What evidence is there that the protective actions constitutive of the pain signal differ for an intense burning ache and a severe migraine as they occur in the front of my head? And what about pains like headache that don't seem to tell us what to do at all (how do we protect our heads from a migraine?). Klein thinks the commands are standing, so they remain in force even when I comply with them, but it's still not clear that every imaginable distinction in pain quality lines up with a unique protective action. When I get stung by a bee, most, if not all, of my immediate behavioral reactions are directed at how bad it feels. Indeed, if it didn't feel bad, I have no idea what behavior I should take. Pull out the stinger, I suppose. But is "pull out the stinger" part of the content of a bee sting? Clearly not, since an insulin injection can feel exactly the same. This means we'll need a less determinate command, like "protect from stinging." But the less determinate the command, the more difficulty the view will have with subtle differences in quality. I've been stung by a bee twice on my big toe; both felt different, with distinct combinations of itchy ache, burning, and sharp shooting pain. Did they command distinct protective actions? Did the several interacting qualities produce a single complex command, or were there three distinct commands overlapping? I'm having a difficult time imagining what these different actions could be. And consider pain qualities like throbbing. Klein thinks this throbbing involves an introspective awareness of more basic pain commands occurring over time. To feel a throbbing pain is to feel a non-throbbing pain constituted by a specific command coming and going with a specific frequency. This doesn't seem like an adequate description of throbbing pains.

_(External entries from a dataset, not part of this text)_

Issue #29, opened 2018-01-09
Task composition (ie: Celery Canvas)


aequitas:
What is your viewpoint and this projects direction in regards to task composition?

I currently use Celery because it allows me to work with tasks on a high level (chain, group, etc). I know Dramatiq supports callbacks but for as far I can see they are rather limited. 

Currently with Dramatiq I cannot trivially:

- Chain more than 2 Actors.
- Pass arguments to a chained Actor during composition (unless I pass them through the first task).
- Composite a more complex task/group and pass it to some other part of my application to have it 'send' (like Celery signatures).

I understand this project might be in it's infancy and you might not want to introduce more complexity then needed, but I'm curious about your roadmap for this project and the use cases.

pirate:
Chaining actors would require adding in a whole event loop system that keeps a queue of tasks that are blocked on a preceding task.

While I see the usefulness, personally I think a scheduler event loop is too complex and high-level to warrant being included in dramatiq.  One of the best things about dramatiq is that it's simple and bare-bones, and if you want to build a more complex system on top of it, there's nothing stopping you.  The requirements for chaining tasks will be so different for different users of this library, I don't see how it can be trivially implemented in a way that suits everyone.  There are so many edge cases around failing tasks, task order dependency, distributing it across multiple workers, what to do when dramatiq goes down halfway through a chained task.

Of course it's up to @Bogdanp, if he thinks there's a simple way to do this safely, I'm all ears.

Bogdanp:
@aequitas can you give a few examples of your use cases? As concrete as possible would be helpful. IME, celery's canvas features end up being a maintenance burden long term and they're generally not very stable (depending on the backend -- I've talked about this elsewhere, but my experience with them has been pretty poor, esp. wrt chord performance and dropped chords).

I agree with @pirate that something like this wouldn't belong in core and can definitely be implemented as an external package.

aequitas:
Thanks for the quick response, just to emphasise I agree with keeping the complexity low. Since you do not want to end up with a second Celery, that'd be pointless. The benefits that Celery brings also has its downsides so it's all about being able to choosing the right tool for the right job.

I think I saw someone on HN mention something like 'Django is to Flask, like Celery is to Dramatiq'. Which is exactly the feeling I had when discovering this project. In that you focus on doing one thing very well and by that produce a clean and lean solution.

[...]

Issue #30, opened 2018-01-13
Task states


mjdubell:
When running multiple tasks you often want to know about the tasks state or show some kind of progress to an end user. I believe it would be beneficial for Dramatiq to include such functionality, just like Celery does, which you can read more about [here](http://docs.celeryproject.org/en/latest/userguide/tasks.html#task-states).

If Dramatiq includes some kind of chain or group functionality, it would be great to get the current state of the chain/group.

ericgj:
Check out current discussion going on now in #29

ericgj:
Bogdan may have plans to integrate this into results storage, but in the meantime you can roll your own using the Callbacks middleware plus a similar middleware that fires on `before_process_message`. 

As for pipeline/groups,  dramatiq doesn't attach any extra state to these - right now you have to attach some kind of pipeline/group id to each message.

What I am doing is prepending a message to the front of my pipelines with the entire rest of the pipeline as the payload (args). This message when executed inserts records for each of the messages in the pipeline with a NOT STARTED status. Then as the messages run they update this status, save results, errors, etc. (You could do it insert-only instead.)  So far it is working well. If you are interested I can share my code in a gist.

Bogdanp:
I'm going to close this as "won't do" since this is easy to implement on top of the existing primitives, like Eric mentioned.

albasili:
@ericgj I would be interested in having a look at your code if that is not much of a trouble.

ericgj:
Well, my approach is a bit "1.0" -- it works for me at the moment but I'm not sure I'd recommend it wider :)  But it may give you some ideas for improvement.

You can see all the code [here][code].  Here is the [results middleware][results_middleware] I use to store results, and customized [pipelines middleware][pipelines_middleware]. Here is how I [construct pipelines][construct] to work with these middlewares, and here is the [message broker setup][broker] showing how success and failure callbacks are specified. Then [here is the actual storage implementation][storage], using SQLite at the moment.

Just to note, you may find a way of building on the results backend primitives built-in to Dramatiq, e.g. through `Message#get_result`. This would no doubt be less workaround-ish. I couldn't quite wrap my mind around how to do it with pipelines and needing to report on individual task status within a pipeline.

[code]: https://bitbucket.org/ericgj/ert-cdp-task-queue/src/
[results_middleware]: https://bitbucket.org/ericgj/ert-cdp-task-queue/src/master/backend/dramatiq_extra/results/middleware.py
[...]

PR #31, opened 2018-01-13
feature: add support for groups and pipelines

Bogdanp:
This is a WIP based on the discussion in #29.


dramatiq/middleware/pipelines.py
```diff
@@ -0,0 +1,37 @@
...
+        # from broker -> pipelines -> messages -> broker.
+        from ..message import Message
+
+        if exception is not None:
+            return
+
+        message_data = message.options.get("pipe_target")
+        if message_data is not None:
+            next_message = Message(**message_data)
+            if not message.options.get("pipe_ignore", False):
```
ericgj: Thanks for this option. In my situation with pipelines constructed by less technical users, and more or less stand-alone, "fire-the-missiles" tasks, chaining results is mostly not needed.

aequitas:
I like the feature to specify different options per message in the pipeline. I think the 'message_with_options' was added in a later iteration (or I just missed it when reading the PR earlier)? 
We have a use case where the same tasks needs to be routed to different workers (due to availability of IPv6 on that worker or not), this feature allows for a nice solution for this.

docs/source/cookbook.rst
```diff
@@ -44,6 +44,103 @@ time an actor fails, even if the message is going to be retried.
...
+
+  pipe.get_result(block=True, timeout=5_000)
+
+To get the intermediate results of each step in the pipeline, you can
+call |pipeline_get_results|::
+
+  for res in pipe.get_results(block=True):
+    ...
+
+
```
bendemaree: WDYT about specifically covering exception handling? I tried it out with a pipeline and found it entirely intuitive (`raise` in a pipeline step and subsequent steps do not execute) but perhaps it's worth mentioning?

Bogdanp: I think that's something we can cover in the future, if there's a need. Result storage only supports results, not exceptions right now so we'd have to expand that scope, too. Might not even be necessary with #30.

PR #61, opened 2018-04-10
Change dependency handling

### LINKED ISSUE #60: dramatiq dependencies
I noticed that by default, dramatiq installs the dependencies for rabbitmq and the watch feature. I think this is due to the following lines:

https://github.com/Bogdanp/dramatiq/blob/f6cea0d3c22a873e949fcc6f9e45b9b626841552/setup.py#L44-L47

Executing `pip install dramatiq[redis]` will still install in the rabbitmq and watch dependencies.

rpkilby:
Should fix #60

- Makes prometheus an extra dependency
- Don't always install rabbitmq+watch dependencies

### DIFF
--- a/CONTRIBUTORS.md
+++ b/CONTRIBUTORS.md
@@ -15,3 +15,4 @@ of those changes to CLEARTYPE SRL.
 | [@chen2aaron](https://github.com/chen2aaron) | xixijun |
 | [@aequitas](https://github.com/aequitas) | Johan Bloemberg |
 | [@najamansari](https://github.com/najamansari) | Najam Ahmed Ansari |
+| [@rpkilby](https://github.com/rpkilby) | Ryan P Kilby |
--- a/setup.py
+++ b/setup.py
@@ -41,10 +41,6 @@ for extra in extras:
     extra_dependencies[extra] = list(parse_dependencies(filename))
 
 extra_dependencies["all"] = list(set(sum(extra_dependencies.values(), [])))
-extra_dependencies[""] = list(set(
-    extra_dependencies["rabbitmq"] +
-    extra_dependencies["watch"]
-))
 
 setup(
     name="dramatiq",


docs/source/installation.rst
```diff
@@ -29,14 +29,15 @@ Extra Requirements
...
-``watch``      Installs the required dependencies for the ``--watch`` flag.
-=============  =======================================================================================
+==============  =======================================================================================
+Name            Description
+==============  =======================================================================================
+``memcached``   Installs the required dependencies for the Memcached rate limiter backend.
+``rabbitmq``    Installs the required dependencies for using Dramatiq with RabbitMQ.
+``redis``       Installs the required dependencies for using Dramatiq with Redis.
+``watch``       Installs the required dependencies for the ``--watch`` flag.
+``prometheus``  Installs the required dependencies for the Prometheus statistics middleware.
```
Bogdanp: Prometheus can't be an optional dependency right now because it's a default middleware

Bogdanp:
My intention with the default extras was for `pip install dramatiq` to install RMQ and watch deps. I didn't realize it had the side-effect it had. I wonder if there's a way of doing that w/o the side-effects though?

docs/source/installation.rst
rpkilby: Should prometheus be made non-default, or should this change be reverted? As a user, the former would be preferable since we don't use prometheus.

rpkilby: Although I understand if you'd rather make that change later.

Bogdanp:
That's unfortunate. I just checked the docs briefly and it looks like they always recommend installing w/ explicit extras so this looks good to me! I'll merge it tonight along w/ the other PR. I expect I'll do a 1.1 release sometime next week.

Bogdanp:
Thanks again! I merged your changes with rebase here:

https://github.com/Bogdanp/dramatiq/commit/8a2295cc50fd661e9cd99342be67161ea7d4fdd2
https://github.com/Bogdanp/dramatiq/commit/35d86f7ec543c2255f74f0ef0e35dbc7b33742fe

PR #66, opened 2018-04-11
Signal processing improvement

2miksyn:
According `python` docs `Python signal handlers are always executed in the main Python thread`, but sometimes this is not true. This problem is too old, and on some OSs it periodically take place.
FreeBSD 10.3 amd64 send signal for last python thread, and it is not processed. FreeBSD 11.0 is not affected. Problem occurs on python 3.6 and 3.8.
Blocking signal processing in thread resolves problem independently of OS.

### DIFF
--- a/dramatiq/__main__.py
+++ b/dramatiq/__main__.py
@@ -332,6 +332,8 @@ def main():  # noqa
     def watch_logs(worker_pipes):
         nonlocal running
 
+        signal.pthread_sigmask(signal.SIG_BLOCK, {signal.SIGINT, signal.SIGTERM, signal.SIGHUP})
+
         log_file = args.log_file or sys.stderr
         selector = selectors.DefaultSelector()
         for pipe in [parent_read_pipe] + worker_pipes:


Bogdanp:
So this will block the log watcher thread from receiving signals, correct? What about the filesystem changes watcher then? I would assume that that needs a similar block set put in place.

Bogdanp:
Would a better approach be to block all signals before spawning the child threads and then unblock then in the main thread before setting up the signal handlers?

2miksyn:
Yes, this will block signal processing in log watcher thread. In this case signals always will be processed in main thread. Currently `watch` options not works. I did not study this problem. It may be problem of `watchdog` module. In this case this problem be hard - `watchdog` module has not been updated for 3 years.

2miksyn:
Your approach will work too, but, think, this is not good practice - code will become harder. Think, pass signals at start time is not big problem, I did not fell it in my practice.

2miksyn:
Your approach will work too, but, think, this is not good practice - code will become harder. And I did not see any advantages - signals will be passed at start time too.

Bogdanp:
The problem is the main thread can spawn many threads and I don't want to litter each thread with signal blocking code. I believe the blocking-then-unblocking approach is actually better from a code quality perspective. 

Please try this branch out and let me know if it works for you: https://github.com/Bogdanp/dramatiq/tree/signal-blocking

PR #69, opened 2018-04-15
Recompute keys in atomic incr with sliding window

gdvalle:
Change the `WindowRateLimiter` to pass a callable to `incr_and_sum` so
that during atomic increments the time windows can be recomputed in the
event of a lock.

This breaks the API because we change `incr_and_sum`'s `keys` arg to
a callable. We keep backwards compatibility by checking if `keys` is
callable and calling it on each use.

### DIFF
--- a/dramatiq/rate_limits/backends/memcached.py
+++ b/dramatiq/rate_limits/backends/memcached.py
@@ -100,7 +100,9 @@ class MemcachedBackend(RateLimiterBackend):
                 if value > maximum:
                     return False
 
-                mapping = client.get_multi(keys)
+                # TODO: Drop non-callable keys in Dramatiq v2.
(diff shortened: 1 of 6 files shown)


dramatiq/rate_limits/backends/memcached.py
```diff
@@ -100,6 +100,8 @@ def incr_and_sum(self, key, keys, amount, maximum, ttl):
                 if value > maximum:
                     return False
 
+                # TODO: Drop non-callable keys in Dramatiq v2.
+                keys = keys() if callable(keys) else keys
```
Bogdanp: This should be renamed to `key_list` or something since it's in a loop to avoid shadowing the `keys` callable.

Issue #37, opened 2018-02-19
Cancel long running tasks


larsrinn:
Hi there,
is it possible, to revoke enqueued and cancel long running tasks? For example based on the message id used for starting the task? If not, are there any plans in introducing this in a future version?
Cheers
Lars

Bogdanp:
Long-running tasks can be given time limits. For example:

```python
@dramatiq.actor(time_limit=60_000)
def some_actor():
  pass
```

The worry is that there are no constraints on the introduction of more specific protective actions. Just as we can freely describe any motivational state as a command, so too can we posit a fine-grained distinction in the action commanded whenever there is a difference in pain quality. In other words, the actions specified are theoretical posits that serve the theoretician's needs; they are not at all obvious from one's intuitive awareness of pain quality. Klein often emphasizes how uninformative pains are. This tells against rich descriptive contents according to which pains represent bodily damage. But it also tells against fine-grained protective contents according to which pains issue commands. It only takes one or two detailed pain descriptions to realize how implausible it is that each unique pain will be identical to a unique protective command. Most pains promote actions that are not obvious; and even if they command protective actions they are not nearly fine-grained enough to properly capture specific pain quality. This can make the application of the schema to especially difficult cases seem ad hoc. At one point, for example, Klein suggests that the imperative content of the pain of childbirth might be something about protecting the uterus (115). It's moves like this, along with the hefty starting assumptions, that convince me the austere imperative view will be an especially tough sell. Nevertheless, the book remains an exciting, well-executed addition to recent theorizing about pain, and I recommend it highly.

ACKNOWLEGEMENTS

I am grateful to Jonathan Cohen, Murat Aydede, and Colin Klein for helpful feedback on this review.